Furthermore, leveraging additional training data, the 300M PHEME variant significantly improves WER, MCD, and FID scores compared to the 100M variant. Despite the increased model size, the 300M variant's performance remains higher than MQTTS and the smaller PHEME model, yet it employs more extensive training data beyond preprocessed GigaSpeech.
Exploring efficiency metrics showcases the significant advantages of non-autoregressive decoding in PHEME. The inference speed comparison between MQTTS and PHEME demonstrates substantial efficiency gains without compromising synthesis quality. For instance, PHEME achieves a 14.5x speed-up over MQTTS for a 10-second speech utterance.
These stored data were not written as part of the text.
Issue #505, opened 2026-08-25
Feature: per-platform option to quiet tool-call streaming and lifecycle status posts (assistant-style use)


thejdubb02:
I use claude-threads on Mattermost as a personal assistant. One long-lived direct-channel-mode channel I talk to through the day, not for reviewing coding sessions. It's great for that, but almost all of the channel output is designed for watching Claude *work*, and there's no way to turn it down. Two sources dominate:

**Tool-call streaming** (`src/operations/transformer.ts`). Every tool use renders into the channel (`Bash ...`, `Read ...`, `Edit ...`), each with a `↳ ✓` completion indicator. In a coding session that's the whole point. As a chat assistant it's the bulk of what shows up, and the actual reply is buried under the commands that produced it. The existing `sessionHeader` / `stickyMessage` verbosity fields don't touch it.

**Lifecycle status posts** (`src/session/lifecycle.ts`). `Session idle - will timeout in ~N minutes`, `Session timed out after N minutes`, and `Session resumed ...` each post to the channel, and on mobile each is a push notification. For a bot that's just meant to be there when I message it, the session lifecycle is an implementation detail I don't need narrated. (#491 argues these status posts shouldn't wake *other bots*; this is the user-facing side of the same thing.)

**Proposal:** a per-platform option in the spirit of the existing `stickyMessage` / `sessionHeader` fields:

```yaml
- name: assistant
  type: mattermost
  toolActivity: hidden       # full (default) | hidden
  lifecycleNotices: hidden   # full (default) | hidden
```

`toolActivity: hidden` suppresses the streamed tool blocks and their completion indicators (Claude's text replies still post). `lifecycleNotices: hidden` suppresses the idle/timeout/resume posts. The session still times out and resumes exactly as now, it just isn't announced. Errors keep posting regardless.

I've been running this locally against 1.29.0 by patching the built bundle (gating the tool-display ops in the transformer, and short-circuiting the `timeout`/`resume` post kinds), and it does exactly what I want: replies only. I patched `dist` rather than `src`, so I'd rather match your config conventions than guess. Happy to open a PR if the shape looks right.

Thanks for building this. It makes a genuinely good always-on assistant.

anneschuth:
Thank you — the assistant-style use case is real, and you're right that today all the output is designed for watching Claude *work*. Your proposed shape fits the config conventions well, so: yes, a PR would be very welcome.

Two notes to save you a round-trip:

[...]

PR #525, opened 2026-09-02
Slack: show a working status instead of a no-op typing indicator

kaza:
## Summary

`sendTyping()` is a no-op on Slack. Its comment — *"Slack doesn't have a typing indicator API for bots"* — was true when it was written, and is why Mattermost sessions show activity while Slack sessions show nothing between the ack reaction and the first output.

Slack does now have an equivalent: `assistant.threads.setStatus` renders a live `<App> is …` line under the app name, rotates `loading_messages` while it's up, and needs only `chat:write`. No manifest change, no new scope, nothing for existing installs to do.

This fills in the no-op, and adds the missing other half of the contract.

⚠️ **One thing you should weigh before merging** — see *The documentation disagrees* below. I'd rather flag it than have you find it.

## Changes

- **`clearTyping()` on `PlatformClient`**, defaulting to a no-op in `BasePlatformClient`. `stopTyping()` now calls it, and only when a timer was actually running.

  This isn't incidental. The existing contract assumed a *self-expiring* indicator — a Mattermost websocket frame stops on its own, so clearing the local interval was enough. A Slack status persists until something replaces it, so without this a finished session claims to be working forever. I shipped the first version without it and my own users found it within the hour. Platforms that don't need it inherit the base no-op and are unaffected.

- **`sendTyping()` implemented for Slack**, fire-and-forget: a status is a nicety and must never interfere with the work it describes. Workspaces where the method is unavailable log once at debug and carry on.

- **`src/platform/slack/status.ts`** — two pure helpers, so the parts worth testing don't need a socket:

  - **`statusAnchor()`.** `setStatus` requires a real message ts. A classic thread anchors to itself, but in direct-channel mode the session's thread id is synthetic and `resolvePostThreadId` already refuses to send it to Slack — and there's no thread to anchor to at all. It falls back to `lastProcessedTs`, the message that triggered the work. Without this the feature simply doesn't exist for DCM users.

  - **`dueForRefresh()`.** `startTyping` ticks every 3s, which is right for a websocket frame and wrong for an HTTP Tier-3 method — a few concurrent sessions would spend the rate limit re-asserting an unchanged status. It's a 20s heartbeat instead, with the anchor map pruned so it can't grow with every thread the bot has ever seen.

## The documentation disagrees

Slack documents `assistant.threads.setStatus` as working in **AI-assistant threads only**, and even names the error you should get elsewhere: `method_not_supported_for_channel_type`.

That is not what happens. Called against an ordinary public channel with a bot token carrying only the scopes this project already requests, it returns `ok: true` — on a threaded message and on a top-level one — and renders. I verified this against live Slack before writing any code, and it's been running on our deployment since.

So this relies on behaviour that contradicts Slack's own docs. Either the docs lag the implementation, or the behaviour could be tightened later. The failure mode if Slack does tighten it is mild — `setStatus` starts erroring, the `.catch` logs at debug, and Slack sessions go back to exactly today's behaviour — but you should decide whether you want that dependency in the codebase, and I'd understand either answer.

`agents.sessions.setStatus` also exists on the API and is **not in the public docs at all** (404). Its `status` is an enum, not free text; fifteen plausible values were all rejected. I mention it only so nobody else spends an evening on it.

## Why this might be worth having

#505 asks for a way to quiet tool-call streaming for assistant-style use. That reporter is on Mattermost, where the typing indicator already provides a liveness signal — so quieting the stream there still leaves *something*.

On Slack it doesn't: quiet the stream today and the channel goes completely silent while the bot works. This gives Slack the signal Mattermost already had, which makes that option safe to offer on both platforms rather than one.

## Testing

- `bun run test` — 3385 pass / 0 fail
- `bun run typecheck` and `bun run lint` clean
- New unit tests: anchor selection for both thread shapes and the no-anchor case; the throttle's first-send, tick-suppression and lapse behaviour; and `stopTyping` telling the platform to clear (plus not doing so when it never started).
- Live: verified `setStatus` and the empty-status clear against real Slack, and running on our deployment across ordinary channels and direct-channel-mode channels.

## Checklist

- [ ] Documentation updated (if needed) — happy to add a line to `docs/CONFIGURATION.md` or the platform implementation guide if you want the `clearTyping` contract written down; I didn't want to presume the shape.


anneschuth (changes requested):
Thank you — this is another genuinely well-built PR, and the write-up (especially flagging the docs contradiction yourself rather than letting us find it) is exactly how a dependency like this should be proposed. We verified it independently on a scratch worktree of 32a9cff against current main:

**What we verified:**
- `tsc`, lint clean; unit tests **3303 pass / 0 fail**; Slack integration suite 136 pass / 0 fail.
- **Red-checks 3/3**: reverting the `clearTyping` call in `stopTyping`, making the clear unconditional, and gutting `statusAnchor` each made the corresponding new tests fail — these are real regression tests.
- **Fire-and-forget confirmed**: both `api()` calls get `.catch` attached synchronously; `clearTyping` is never awaited at any of the ~12 `stopTyping` call sites, so teardown can't block. Base no-op means Mattermost is untouched.
- **Throttle and prune confirmed sound**: throttle set before the call (a failing workspace retries only every 20s), map bounded at 64 + recently-active anchors, `clearTyping` deletes its own key. Per-instance state means no interference with the shared event source from #502.
- Fun fact: our integration mock server has no `assistant.threads.setStatus` handler and 404s every call — so the whole suite was accidentally a live test of the degradation path, and nothing broke.
- Rebased directly on current main, scope exactly as described.

**The one change we'd like before merging:**

The PR promises debug-only degradation, but `api()` itself warn-logs any `ok:false` whose code isn't in `expectedErrors` — and these two calls pass none. If Slack ever tightens the method (`method_not_supported_for_channel_type`, which their docs explicitly name) or a workspace lacks it, every active session would emit a warn roughly every 20 seconds plus one per clear, indefinitely. Could you pass `expectedErrors: ['method_not_supported_for_channel_type', 'missing_scope', 'invalid_thread_ts', 'channel_not_found']` on both `assistant.threads.setStatus` calls (the set in `sendTyping` and the clear in `clearTyping`)? That makes the degradation genuinely silent, as the PR's own framing intends.

**Non-blocking notes:**
- In direct-channel mode the anchor is `lastProcessedTs`, which advances on every non-bot channel message — so a heartbeat can assert the status on anchor A, a later one on anchor B, and the clear only clears B; A's status lingers in that message's thread until Slack's auto-clear-on-reply catches it. Low visibility and self-limiting, so a short code comment (or clearing the previous anchor when it changes) is plenty — fine as a follow-up.
- The PR body's test count (3385) looks stale — we count 3303 (main's 3295 + the 8 new tests). Immaterial, just noting it so nobody chases the discrepancy.
- On the undocumented-API dependency itself: we're comfortable taking it. The degradation path is now empirically proven (see the mock-server accident above), and with `expectedErrors` in place a Slack-side withdrawal costs nothing but the feature itself.

- The offer to document the `clearTyping` contract in the platform implementation guide is a good one — a couple of lines there would be welcome, in this PR or a follow-up, whichever you prefer.

Once the `expectedErrors` change is in, this is good to merge, and we'd like to ship it in the next release together with #527.

---

anneschuth:
Status, so this doesn't look stalled: **one change left, and it's the `expectedErrors` array.**

Pass `['method_not_supported_for_channel_type', 'missing_scope', 'invalid_thread_ts', 'channel_not_found']` on both `assistant.threads.setStatus` calls (the set and the clear). Nothing else from my review is blocking — the anchor-lingering note and the implementation-guide docs are both fine as follow-ups.

I want this in the next release. If you'd rather I pushed the one-liner to your branch myself, say so and I will.

anneschuth:
Took you up on my own offer and pushed the `expectedErrors` change rather than making you round-trip for an array — you've got seven threads open here and this was the only thing left on this one.

Both `assistant.threads.setStatus` calls now pass the four documented codes, as a shared constant with the reasoning next to it. Tests cover each code plus a control asserting an unexpected error still warns; red-checked (emptying the list fails all four, control stays green). Observed through `setLogHandler` rather than the console, since the logger binds that at module load.

3308 tests pass, tsc and eslint clean.

Nothing else outstanding from my review — the anchor-lingering note and the implementation-guide docs are both fine as follow-ups. Shout if you'd rather I hadn't pushed to your branch; I'll keep to comments in future if you prefer.

anneschuth:
Also merged current main in — #549 landed in between and collided with this branch. It was a pure append collision in `client.test.ts` (your new bot-authored-filter block and my new status block both appended at the end); both are kept, nothing was dropped. 3390 tests pass on the merge.

All 10 checks green.

anneschuth (approved):
Approving — the `expectedErrors` ask was the only thing outstanding and it's in.

For the record on the undocumented-API dependency: we're comfortable taking it. The degradation path is empirically proven (your integration mock 404s every `setStatus` call, so the suite has been exercising it all along), and with `expectedErrors` in place a Slack-side withdrawal now costs nothing but the feature itself, silently.

The anchor-lingering note in DCM and the `clearTyping` contract in the platform implementation guide are both welcome as follow-ups, whenever suits.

The larger 300M model maintains competitive inference speed while significantly enhancing synthesis quality.
The evaluation also extends to single-speaker specialization using the 300M multi-speaker PHEME model, aiming to create a distinct 'brand voice.' Fine-tuning with synthetic data shows slight WER reductions alongside improvements in speaker similarity and FID scores. Researchers must actively investigate using precise human training data in the target voice and scaling up the dataset for better single-speaker specialization.
An analysis of the A2S component without speaker embeddings underscores their significant impact on performance across GigaSpeech evaluations and single-speaker specialization experiments. The inclusion of speaker embeddings notably affects fidelity metrics, enhancing overall performance.
Examining PHEME's pivotal components reveals that T2S represents a crucial bottleneck within the system. While A2S performs robustly, scaling down, T2S adversely affects generation quality and introduces learning instability. Notably, T2S processing consumes most TTS processing time, signaling challenges in employing highly parameterized models for T2S in real-time systems. Future work should prioritize refining the T2S component to balance performance and efficiency better.
Conclusion
To sum up, PHEME TTS models revolutionized efficient and conversational text-to-speech systems. Achieving remarkable speed improvements of nearly 15 times faster inference without compromising speech quality, these models set a strong foundation. They invite further exploration in architecture alternatives, enhancing text-to-semantics components and innovating decoding strategies. Additionally, the study underscored the scarcity of high-quality conversational TTS data, signaling the need for focused data collection in future research.
*Important notice: arXiv publishes preliminary scientific reports that are not peer-reviewed and, therefore, should not be regarded as definitive, used to guide development decisions, or treated as established information in the field of artificial intelligence research.